Records for this task:
PR #417, opened 2022-03-17
Fix `metric` parameter behavior in SampleCollection constructor

jairideout:
## Status
- [x] **Ready**

## Description
Previously when constructing a `SampleCollection`, the only way to override the default metric of "auto" was via the `field` parameter, which is deprecated. Anything passed via `metric` was ignored, *unless* `field` was set to something false-y.

Now the constructor uses `metric` correctly, and disallows passing both `metric` and `field`. `field` is aliased to `metric` and raises a `DeprecationWarning`.

Closes DEV-6052

## Related PRs
- [x] This PR is independent


alenajk (approved):
👍

Keats (approved):

boydgreenfield:
🥳

PR #420, opened 2022-03-30
Update deps and drop python2

Keats:
## Status
- [ ] **Ready**
- [x] **In progress**

## Description
Drop python2 support
Upgrade all dependencies and see what breaks

### DIFF
--- a/onecodex/notebooks/exporters.py
+++ b/onecodex/notebooks/exporters.py
@@ -50,7 +50,6 @@ class AltairPreprocessor(Preprocessor):
 
 class OneCodexHTMLExporter(HTMLExporter):
     export_from_notebook = "One Codex HTML Report"
-    template_path = [ASSETS_PATH]
 
     def __init__(self, config=None, **kw):
         super(OneCodexHTMLExporter, self).__init__(config=config, **kw)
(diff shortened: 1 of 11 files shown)


jwin4740:
New to this project. Is there someone I can contact for help onboarding?

onecodex/notebooks/exporters.py
```diff
@@ -70,6 +69,11 @@ def __init__(self, config=None, **kw):
         except ImportError:
             return
 
+    @property
+    def template_paths(self):
+        # https://github.com/jupyter/nbconvert/issues/1492
```
bcamarda, line 74: should we add this comment before line 172, too?

setup.py
```diff
@@ -38,18 +38,25 @@
     "vega_datasets",
     "black",
```
jairideout, line 39: Can you pin `black` to 22.3.0 so that it matches pre-commit?

jairideout (approved):

setup.py
jairideout: Great idea! 👍

jairideout (approved):

PR #424, opened 2022-06-02
to_df method update for functional runs

safay:
## Status
- [x] **Ready**

## Description
Add functionality to SampleCollection objects, to generate tabular data for Functional runs using the `.to_df()` method of a `SampleCollection`. This aims to be a pattern to be replicated for any analysis job type that a user might want to compare results for across samples, including control runs, alignments, etc..

## Related PRs
- [x] This PR depends on changes to the Mainline API:
  -  https://github.com/onecodex/mainline/pull/5290


jairideout:
I'm going to try closing and reopening the PR to see if it helps the diff situation

jairideout:
No luck :\

jairideout:
@safay I managed to fix the diff by doing a `git pull --rebase origin master` locally, fixing a bunch of rebase commit conflicts, then force-pushing the rebased branch. I'm still not sure *how* the diff/commits got this way, but the diff looks correct now!

onecodex/models/collection.py
```diff
@@ -389,6 +391,171 @@ def taxonomy(self):
...
+        elif metric not in ["cpm", "rpk"]:
+            raise ValueError(
+                f"if using annotation={annotation}, 'value' must be one of ['cpm', 'rpk']"
+            )
+
+        data = {}
+        all_features = set()
+        # iterate over functional profiles, subset data, and store in data dict
+        for profile in self._functional_profiles:
+            # get table from mainline
```
jairideout, line 508: nit: since this is a public repo, we try not to refer (too much) to internal component names like mainline. it'd be better to say something like "get table using One Codex API"

onecodex/models/collection.py
```diff
@@ -389,6 +391,171 @@ def taxonomy(self):
...
+
+        # initialize an array and fill it
+        array = np.full(shape=(len(data), len(features_to_ix)), fill_value=np.nan)
+        profile_ids = []
+        for profile_index, profile_id in enumerate(data):
+            for feature_id in data[profile_id]:
+                array[profile_index, features_to_ix[feature_id]] = data[profile_id][feature_id]
+            profile_ids.append(profile_id)
+        df = pd.DataFrame(
+            array, index=pd.Index(profile_ids, name="functional_profile_uuid"), columns=feature_list
```
jairideout, line 536: usually in the client library we refer to UUIDs as "IDs", so `"functional_profile_id"` would be more consistent with other parts of the library

onecodex/models/collection.py
```diff
@@ -389,6 +391,171 @@ def taxonomy(self):
...
+            "filler": filler,
+        }
+
+    def _functional_results(self, **kwargs):
+        if "functional_results" not in self._cached:
+            self._collate_functional_results(**kwargs)
+        # check for diff in kwargs from previous call
+        for k in kwargs:
+            if self._cached["functional_results_content"].get(k) != kwargs[k]:
+                self._collate_functional_results(**kwargs)
```
jairideout, line 556: this will call `_collate_functional_results()` once for each kwarg that differs, when it really only needs to be called once. also, if `**kwargs` is a *subset* of the cached kwargs, it may not trigger a cache refresh when it should have

onecodex/models/experimental.py
```diff
@@ -158,14 +158,36 @@ def results(self, json=True):
...
         -------
-        table : `pd.DataFrame`
+        results_df : `pd.DataFrame`
             A Pandas DataFrame of the functional results.
         """
         import pandas as pd
 
-        return pd.DataFrame(self._results()["table"])
+        results_df = pd.DataFrame(self._results()["table"])
+        if annotation != "all":
```
jairideout, line 180: we should probably validate `annotation` is one of the supported choices

onecodex/viz/__init__.py
```diff
@@ -120,7 +120,7 @@ def stderr_filter(line):
 
         altair_module.renderers.enable(
             "altair_saver",
-            fmts=["html", "svg"],
```
jairideout, line 123: can you double-check with @clausmith whether the SVG saver is needed for anything? Not sure if removing it will break anything downstream

jairideout (changes requested):

onecodex/models/collection.py
```diff
@@ -389,6 +391,171 @@ def taxonomy(self):
...
+        features_to_ix = {}
+        feature_list = []
+        for ix, feature in enumerate(all_features):
+            features_to_ix[feature] = ix
+            feature_list.append(feature)
+
+        # initialize an array and fill it
+        array = np.full(shape=(len(data), len(features_to_ix)), fill_value=np.nan)
+        profile_ids = []
+        for profile_index, profile_id in enumerate(data):
```
jairideout, line 531: this is a theoretical concern: you're using the item insert order for `data` dict to determine the order of functional profiles in the result. In Python >=3.5, this will work because `dict` maintains insertion order. But it's usually a good idea to use `OrderedDict` if you are relying on dictionary order. In this case, you could use `self._functional_profiles` list to determine the row order in the dataframe

see https://gandenberger.org/2018/03/10/ordered-dicts-vs-ordereddict/

onecodex/analyses.py
```diff
@@ -239,7 +239,56 @@ def _metadata_fetch(self, metadata_fields, label=None):
...
+        kwargs : 'dict', optional
+             Keyword arguments specific to the analysis_type
+        """
+        generate_df = {
+            "classification": self.to_classification_df,
+            "functional": self.to_functional_df,
+        }
+        return generate_df[analysis_type](**kwargs)
+
+    def to_functional_df(
```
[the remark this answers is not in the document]
safay: done

onecodex/analyses.py
```diff
@@ -239,7 +239,56 @@ def _metadata_fetch(self, metadata_fields, label=None):
...
+        analysis_type : {'classification', 'functional'}, optional
+            The analysis_type to aggregate, corresponding to AnalysisJob.analysis_type
+        kwargs : 'dict', optional
+             Keyword arguments specific to the analysis_type
+        """
+        generate_df = {
+            "classification": self.to_classification_df,
+            "functional": self.to_functional_df,
+        }
+        return generate_df[analysis_type](**kwargs)
```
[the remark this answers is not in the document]
safay: By addressing your comment about adding an enum for AnalysisType, calling the method with an invalid value will raise an error like:
`ValueError: 'foo' is not a valid AnalysisType`

onecodex/models/collection.py
safay: done

onecodex/models/collection.py
safay: Oh, good catch, this is sloppy.

Fixed, added tests.
@jairideout I'm curious to hear your feedback on the way the defaults for the args are defined both in the caller and the function definition. This feels wrong to me. Maybe I should take the defaults out of the function definition and just "patch" the kwargs passed by the caller `_functional_results()`? Would appreciate your advice on a better pattern here.

onecodex/models/experimental.py
safay: done, using the enum

onecodex/viz/__init__.py
safay: This change is related to `test_reports.py` beginning to fail in the middle of working on this branch. I suspect it's related to a dependency that changed. I spent a long time banging my head against the wall trying to fix it. This is what eventually worked, and I can't really explain why.
You're right that we need to check in with @clausmith about its use downstream. One question I have is how the `onecodex` library used in report generation. This is an integration testing issue; we should not assume we can rely on `test_reports.py` to cover all cases if the associated library code is used for production downstream.

onecodex/models/collection.py
safay: Is your concern specifically that the order of the rows in the returned dataframe may not match the order of the functional profiles in `self._functional_profiles()` (if we're using python <=3.5)? Or is it that there is possibly a data integrity issue? The index of the df is set by `profile_ids`, generated inside the enumeration of `data`, so if I'm reading it correctly, the data table should be intact, though rows could be in a different order than the profiles in `._functional_profiles()`.

onecodex/models/collection.py
safay: fixed

onecodex/analyses.py
```diff
@@ -239,7 +239,56 @@ def _metadata_fetch(self, metadata_fields, label=None):
...
+        metric="coverage",
+        fill_missing=False,
+        filler=0,
+    ):
+        """
+        Return a dataframe of results from a functional analysis.
+
+        Parameters
+        ----------
+        annotation : {'pathways', 'metacyc', 'eggnog', 'go', 'ko', 'ec', 'pfam', 'reaction'}, optional
```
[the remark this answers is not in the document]
safay: done

onecodex/analyses.py
```diff
@@ -239,7 +239,56 @@ def _metadata_fetch(self, metadata_fields, label=None):
...
-    def to_df(
+    def to_df(self, analysis_type="classification", **kwargs):
+        """
+        Transform Analyses of samples in a SampleCollection into tabular format.
+
+        Parameters
+        ----------
+        analysis_type : {'classification', 'functional'}, optional
+            The analysis_type to aggregate, corresponding to AnalysisJob.analysis_type
+        kwargs : 'dict', optional
```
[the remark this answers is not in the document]
safay: fixed

onecodex/analyses.py
```diff
@@ -239,7 +239,56 @@ def _metadata_fetch(self, metadata_fields, label=None):
...
+             Keyword arguments specific to the analysis_type
```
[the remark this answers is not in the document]
safay: I'm worried that this will become unwieldy as we add more `analysis_type`s. Added advice to refer to individual function definitions, do you think that is sufficient?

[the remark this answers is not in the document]
jairideout: 👍

onecodex/viz/__init__.py
jairideout: a little more info on this: https://github.com/onecodex/onecodex/pull/426#discussion_r911546693

onecodex/models/collection.py
jairideout: yeah I was concerned the order of rows in the df *could* differ from the order of `self._functional_profiles`. Not sure if that'll cause any confusion/issues downstream, I just remember that the ordering of classifications matches the df's row order in `_collate_results()` and thought it might be safer to do that here too. Feel free to ignore because it's probably just a theoretical issue or a non-issue

onecodex/lib/enums.py
```diff
@@ -89,3 +89,19 @@ class Linkage(BaseEnum):
...
+
+class AnalysisType(BaseEnum):
+    Classification = "classification"
+    Functional = "functional"
+
+
+class FunctionalAnnotations(BaseEnum):
+    Pathways = "pathways"
+    MetaCyc = "metacyc"
+    EggNOG = "eggnog"
```
jairideout, line 102: style nit: for the "keys" in enums, we try to use camel-case that handles acronyms like this:

```
EggNog
Go
Ko
Ec
```

I know this looks weird but it'd match the naming styling of other things in the library and in mainline (e.g. OrdinationMethod.Pcoa, OrdinationMethod.Smacof)

onecodex/analyses.py
```diff
@@ -239,7 +239,56 @@ def _metadata_fetch(self, metadata_fields, label=None):
...
+            AnalysisType.Classification: self._to_classification_df,
+            AnalysisType.Functional: self._to_functional_df,
+        }
+        return generate_df[AnalysisType(analysis_type)](**kwargs)
+
+    def _to_functional_df(
+        self,
+        annotation=FunctionalAnnotations.Pathways,
+        taxa_stratified=True,
+        metric="coverage",
```
jairideout, line 263: can you make `metric` an enum too? I'm liking the free validation we get with the other enums you added 👍

onecodex/models/collection.py
```diff
@@ -389,18 +392,181 @@ def taxonomy(self):
...
+        self._cached["functional_results"] = df
+        self._cached["functional_results_content"] = {
+            "annotation": annotation,
+            "taxa_stratified": taxa_stratified,
+            "metric": metric,
+            "fill_missing": fill_missing,
+            "filler": filler,
+        }
+
+    def _functional_results(self, **kwargs):
```
jairideout, line 542: Here's how I'd suggest handling the kwarg matching:

1. use this method signature (i.e. make all parameters *required positional arguments*):
    ```python
    def _collate_functional_results(self, annotation, metric, taxa_stratified, fill_missing, filler):
        ...
    ```
2. `_functional_results()` becomes:
    ```python
    def _functional_results(self, **kwargs):
        if "functional_results" not in self._cached:
            self._collate_functional_results(**kwargs)
            return self._cached["functional_results"]

        if kwargs != self._cached["functional_results_content"]:
            self._collate_functional_results(**kwargs)

        return self._cached["functional_results"]
    ```

The benefits of this approach are:
 - we only define the default values once (in `_to_functional_df()`)
 - if a new parameter gets added, it only has to be added to `_to_functional_df()` signature and to `_collate_functional_results()`
 - if we *forget* to pass a parameter through to `_collate_functional_results()`, it'll error because all arguments are required

jairideout (changes requested):

onecodex/models/collection.py
jairideout: see https://github.com/onecodex/onecodex/pull/424#discussion_r919136680 for an idea I had

onecodex/viz/__init__.py
safay: I added a comment to the thread on Gerrit's PR

onecodex/models/collection.py
safay: This significantly simplifies things. I definitely got wrapped up in my own historical spaghetti as I developed these methods, thanks for helping me see past it!

onecodex/analyses.py
safay: done

jairideout (approved):
Thanks for the updates @safay! I'm approving the PR but let's wait on merging until we figure out the failing `test_reports.py` and whether removing the SVG altair renderer is an ok solution: https://github.com/onecodex/onecodex/pull/424#discussion_r915153146

audy:
I was able to get `tests/test_reports.py::test_html_report_generation` to work with svg by using the nodejs back-end for altair_saver, following these instructions: tests/test_reports.py::test_html_report_generation

onecodex/viz/__init__.py
jairideout: fixed upstream and rebased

What to work on: Say how many lines in the data hold the string "enums", and say nothing else.

Exercise output: 3